▶ **Aim of the exercise**
Search the listing for the string "None". Copy every line that has it.

====== Data records ======

PR #2910, opened 2015-10-12
Feedback from Z on intro text

placegraphichere:
- first slide
- swap slide
- switching slide
- small change to css for padding on long text lines

updates for intro GIFs

- switching
- toolset


iwehrman:
OK.

PR #47, opened 2019-12-13
Update base class

rflperry:


mvlearn/embed/gcca.py
```diff
@@ -270,23 +272,3 @@ def transform(self, Xs, view_idx=None):
                     for x, proj in zip(Xs, self.projection_mats_)
                 ]
             )
-
-    def fit_transform(self, Xs):
-        """
```
gmischl1: Why are you removing the fit_transform functionality?

rflperry: Because it is implemented in the updated base class and GCCA doesn't change any aspect of it.

PR #49, opened 2019-12-18
Multiview KMeans Clustering

achang63:
This pull request includes the multi-view clustering algorithm, which is an extension of the kmeans clustering algorithm to multiple views using the co-training framework. The PR also includes unit tests, validation notebooks, and tutorial notebooks for the algorithm.


multiview/cluster/mv_k_means.py
```diff
@@ -0,0 +1,330 @@
...
+
+        Xs = check_Xs(Xs, enforce_views=2)
+
+        # Run multi-view kmeans for n_init different centroid initializations
+        min_inertia = np.inf
+        best_centroids = None
+
+        for _ in range(self.n_init):
+
+            # Random initialization of centroids
```
bdpedigo: just so you know, this is a huge disadvantage for your alg vs. initializing with k-means++ and in my experience matters a lot. not going to make you look into it now, but I'd make an issue at least

multiview/cluster/mv_k_means.py
```diff
@@ -0,0 +1,330 @@
...
+
+        if not (isinstance(n_init, int) and (n_init > 0)):
+            msg = 'n_init must be a nonnegative integer'
+            raise ValueError(msg)
+
+        self.n_clusters = n_clusters
+        self.random_state = random_state
+        self.patience = patience
+        self.n_init = n_init
+        self.centroids_ = None
```
bdpedigo: don't need this I don't think

multiview/cluster/mv_k_means.py
bdpedigo: also, consider in the future adding option for custom initialization

bdpedigo:
- I'd prefer to see a plot or two of the simulation settings that you are describing in the validation notebook.
- is there anything in the paper to benchmark against?

multiview/cluster/mv_k_means.py
```diff
@@ -0,0 +1,330 @@
...
+            raise AttributeError(msg)
+
+        dist1 = cdist(Xs[0], self.centroids_[0])
+        dist2 = cdist(Xs[1], self.centroids_[1])
+        dist_metric = dist1 + dist2
+        predictions = np.argmin(dist_metric, axis=1).flatten()
+
+        return predictions
+
+    def fit_predict(self, Xs):
```
bdpedigo: this should be in base I think

multiview/cluster/mv_k_means.py
achang63: Will do

multiview/cluster/mv_k_means.py
achang63: Do you mean the entire implementation for the fit_predict method should be in base class?

multiview/cluster/mv_k_means.py
achang63: Do you mean the centroids attribute? I think the centroids need to be saved as an attribute during training in order to use them during predictions.

PR #62, opened 2020-01-21
Removed tqdm from requirements

rflperry:
Used to be a requirement but was removed as far as I can tell.


rguo123:
I think @cameronfr is using tqdm somewhere in his split ae code. Make sure to remove the dependency from those files so tests and docs will pass.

======

▶ **Response to the task**
@@ -270,23 +272,3 @@ def transform(self, Xs, view_idx=None):
+        best_centroids = None
+        self.centroids_ = None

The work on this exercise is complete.